CLIMATE DRIVERS OF EQUILIBRIUM LINE ALTITUDE CHANGES AT 4 LOW-LATITUDE ANDEAN GLACIERS FROM 1980 TO 2010: DIFFERENT DRIVERS, BUT LIKELY CONTINUED RETREAT IN A WARMING WORLD

Low-latitude Andean glaciers are vital water resources and invaluable terrestrial paleoclimate records. However, the dominant climate drivers for their past and future changes are not fully understood. We explore climate drivers of glacier change at 4 outer tropical glaciers: Huascarán, Quelccaya, Illimani, and Sajama, by calculating the thermal year (July – June) equilibrium line altitude (ELA) from 1980 to 2010 using a numerical energy balance ELA model forced with monthly mean reanalysis and gridded data products.

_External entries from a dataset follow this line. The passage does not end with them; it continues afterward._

PR #410, opened 2015-01-21
docs(API): Fix signature of process_request(...) in API docstring

b6d:
Hi! Stumbled over an inconsistency in a docstring. Tried to fix it.


kgriffs:
Nice catch, thanks!

PR #416, opened 2015-01-23
feat(middleware): Add middleware method "process_resource"

rsyed83:
Create a new middleware method process_resource that occurs after process_request and routing, and ensure that the resource object is accessible. Additionally, make the resource object available to process_response.

Issue #400

### DIFF
--- a/doc/api/middleware.rst
+++ b/doc/api/middleware.rst
@@ -1,0 +1,109 @@
+.. _middleware:
+
+Middleware
+==========
+
+Middleware components execute both before and after the framework
+routes the request.  Middleware is registered by passing components
+to the :ref:`API class <api>` initializer.
+
+The middleware interface is defined as follows:
+
+
+.. code:: python
+
+    class ExampleComponent(object):
+        def process_request(self, req, resp):
+            """Process the request before routing it.
+
+            Args:
+                req: Request object that will eventually be
+                    routed to an on_* responder method
+                resp: Response object that will be routed to
+                    the on_* responder
+            """
+
+        def process_resource(self, req, resp, resource):
+            """Process the request after routing.
+
+            Args:
+                req: Request object that will be passed to the
+                    routed responder
+                resp: Response object that will be passed to the
+                    responder
+                resource: Resource object to which the request was
+                    routed. May be None if no route was found for
+                    the request
+            """
+
+        def process_response(self, req, resp, resource)
+            """Post-processing of the response (after routing).
+
+            Args:
+                req: Request object
+                resp: Response object
+                resource: Resource object to which the request was
+                    routed. May be None if no route was found
+                    for the request
+            """
+
+Because middleware can execute before routing has occurred, if a
+component modifies ``req.uri`` in its *process_request* method,
+the framework will use the modified value to route the request.
+
+Each component's *process_request*, *process_resource*, and
+*process_response* methods are executed hierarchically, as a stack.
+For example, if a list of middleware objects are passed as
+``[mob1, mob2, mob3]``, the order of execution is as follows::
+
+    mob1.process_request
+        mob2.process_request
+            mob3.process_request
+                mob1.process_resource
+                    mob2.process_resource
+                        mob3.process_resource
+                <route to responder method>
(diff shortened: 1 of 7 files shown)


falcon/api.py
```diff
@@ -52,66 +52,27 @@ def process_request(self, req, resp):
                                 the on_* responder
                         \"""
 
-                    def process_response(self, req, resp)
-                        \"""Post-processing of the response (after routing).
+                    def process_resource(self, req, resp, resource):
+                        \"""Process the request after routing.
+
+                        Args:
+                            req: Request object that will eventually be
```
kgriffs: At this point, the routing has occurred, so maybe reword this to:

"req: Request object that will be passed to the routed responder"

falcon/api.py
```diff
@@ -52,66 +52,27 @@ def process_request(self, req, resp):
...
+                                routed to an on_* responder method
+                            resp: Response object that will be routed to
```
kgriffs: Similar comment to above. Suggested text:

"resp: Response object that will be passed to the responder"

falcon/api.py
```diff
@@ -52,66 +52,27 @@ def process_request(self, req, resp):
...
-            Finally, if one of the *process_response* methods raises an error,
-            or the routed on_* responder method itself raises an error, the
-            exception will be handled in a similar manner as above. Then,
-            the framework will execute any remaining middleware on the
-            stack.
+                    def process_response(self, req, resp, resource)
+                        \"""Post-processing of the response (after routing).
 
+                        Args:
+                            req: Request object that will eventually be
```
kgriffs: At this point, the request was routed to a responder, if one could be found. But even if no route is found, the middleware component's `process_response` method will still be called with the usual Request and Response objects. Rather than trying to explain all this, it may be best to keep things simple in the docstring, e.g.:

```
req: Request object
resp: Response object
```

falcon/api.py
```diff
@@ -52,66 +52,27 @@ def process_request(self, req, resp):
...
+                                routed to an on_* responder method
+                            resp: Response object that will be routed to
+                                the on_* responder
+                            resource: Resource object that owns the responder
```
kgriffs: I think it would be helpful to mention that this argument may be `None`:

"resource: Resource object to which the request was routed. May be *None* if no route was found for the request."

tests/test_middlewares.py
```diff
@@ -299,6 +321,38 @@ def handler(ex, req, resp, params):
...
+
+            def process_resource(self, req, resp, resource):
+                raise Exception("Always fail")
+
+        self.api = falcon.API(middleware=[ExecutedFirstMiddleware(),
+                                          RaiseErrorMiddleware(),
+                                          ExecutedLastMiddleware()])
+
+        def handler(ex, req, resp, params):
+            context['error_handler'] = True
```
kgriffs: Missing assertion? `context['error_handler']` is set here, but I can't find anywhere the value is being checked...

doc/api/middleware.rst
```diff
@@ -0,0 +1,108 @@
+.. _middleware:
+
+Middleware
+==========
+
+Middleware components execute both before and after the framework
+routes the request.  Middleware registration is achieved through
```
kgriffs: I think we can make the second sentence flow a little better, e.g.:

```rst
Middleware is registered by passing components to the :ref:`API class <api>` initializer.
```

doc/api/middleware.rst
```diff
@@ -0,0 +1,108 @@
...
+            Args:
+                req: Request object that will eventually be
+                    routed to an on_* responder method
+                resp: Response object that will be routed to
+                    the on_* responder
+                resource: Resource object that owns the responder
+            """
+
+
+Because middleware can execute before routing as occurred, if a
```
kgriffs: typo: "as" ==> "has"

ealogar:
Nice work!

kgriffs:
Nice job, LGTM.

rsyed83:
Thanks guys!  My first open source contribution ever (long overdue).

PR #429, opened 2015-02-04
doc(middleware): Fix middleware interface in quickstart

rsyed83:
The quickstart documentation has an incorrect example for process_resource middleware.


kgriffs:
Nice catch!

Issue #35, opened 2013-01-23
Support more URI template stuff


kgriffs:
http://tools.ietf.org/html/rfc6570

* {/list*} => /red/green/blue
* Path Segment Expansion: {/var}
* Mandatory query params (when literals are specified, will also need query continuation support)
* Max length? Maybe not, because would mean 404 if exceeded unless rearchitect how route matching works. Have to match and then throw a different exception if too long.
* Etc.

Depends on issue #114

bendemaree:
Another one for this list, brought in from IRC. This seems to be the parent issue for URI template things; if not, I'm happy to move this! :smile:

As far as I can tell, [the RFC](http://tools.ietf.org/html/rfc6570#section-2.3) allows leading underscores (`_`) in URI template variable names.

```
varname       =  varchar *( ["."] varchar )
varchar       =  ALPHA / DIGIT / "_" / pct-encoded
```

This should allow for `varname`s of the form `_ref` or `_link`, for example.

kgriffs:
Marking as invalid and closing this issue, since Falcon is moving away from the RFC altogether.

PR #454, opened 2015-02-19
(feat)(falcon/routing) Allow numbers in template fields

BenjamenMeyer:
Allow URI template fields to contain numbers so long as the field name does not start
with a numeral.

Example: "test123" is valid, while "123test" is not

Supports Issue #35 

Note: '\w' = [0-9A-Za-z_]


kgriffs:
#484 should address this. Can you give it a try?

BenjamenMeyer:
@kgriffs Sorry, I just noticed your comment.

I checked out PR #484 (as requested) and actually merged master into this PR, namely so that I could just check the tests more carefully. Since he already had the negative test (https://github.com/falconry/falcon/blob/4a5e5b1a54db42ecb537a43fd7ec2d9a5a030046/tests/test_uri_templates.py#L50) I did this primarily to check my positive test which passed.

The PR seems to cover my positive test in the complex test (https://github.com/falconry/falcon/blob/4a5e5b1a54db42ecb537a43fd7ec2d9a5a030046/tests/test_default_router.py#L64), just a little more indirect. The merge basically reduces this PR to adding the couple tests more explicitly.

https://github.com/falconry/falcon/blob/4a5e5b1a54db42ecb537a43fd7ec2d9a5a030046/falcon/routing/compiled.py#L183 seems to do what my regex changes does, with the negative prevented by https://github.com/falconry/falcon/blob/4a5e5b1a54db42ecb537a43fd7ec2d9a5a030046/falcon/routing/compiled.py#L67. I think the negative test has the potential to be bypassed, but if someone is doing that then the bug is in their code, not Falcon's.

In the end, what I reported looks to be fixed. I'll leave it to you whether to accept my extra couple tests.
If you want them, then merge. If not, you can close the PR. I'm happy with the result.

kgriffs:
Merged manually. Thanks @BenjamenMeyer !

PR #455, opened 2015-02-20
Update README to remove note about 2.0

lwcolton:
Now that 2.0 is released we don't need this note.

### DIFF
--- a/README.md
+++ b/README.md
@@ -39,11 +39,6 @@ Falcon is a [high-performance Python framework][home] for building cloud APIs. I
 
 ### Install ###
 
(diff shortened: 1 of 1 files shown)


kgriffs:
Nice catch. Could you also update README.rst ?

kgriffs:
I'll take care of the RST version.

lwcolton:
Thanks Kurt. Sorry for letting this go. Looks like we will be building our
next in house app using falcon and we appreciate your hard work so I will
try to support you as much as possible

kgriffs:
No worries, thanks for your help!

Huascarán, Quelccaya, and Illimani are in the wet outer tropics, and their ELA fluctuations correlate almost one-to-one (r > 0.9; p < 0.001) with peak accumulation season (January, February, March) freezing level heights (FLHs). Huascarán ELA fluctuations are the smallest (-150 m to +180 m), followed by the Quelccaya Ice Cap (-185 m to +212 m) and Illimani (-178 m to 228 m). Sajama is in the dry outer tropics, and its ELA fluctuations correlate most strongly with precipitiation rate (r ≈ -0.7; p < 0.001). It also correlate significantly (|r| > 0.4; p < 0.05) with climate variables important in sublimation, including wind speed, relative humidity, incident shortwave radiation, and mean air temperature. Sajama ELA fluctuations are the largest (-754 m to +1938 m).

Wet outer tropical ELAs roughly track Austral summer (accumulation season) FLHs. FLH trends in the region are linked to tropical sea surface temperature (SST) trends and the El Nino Southern Oscillation (ENSO). Thus, past and future variations in these glaciers likely reflect trends in tropical SSTs and the magnitude and/or frequency of ENSO. Dry outer tropical ELAs depend on different and more numerous climate variables than wet outer tropical ELAs, and some of these variables do not have intuitive linkages to regional-scale changes. However, some of these variables have regional-scale linkages, and there is a significant (p < 0.05) linear trend of ELA increase between 1980 and 2009. Our results identify dominant climate drivers for changes in outer tropical ELAs and highlight the tenuous future of these glaciers in a warming world.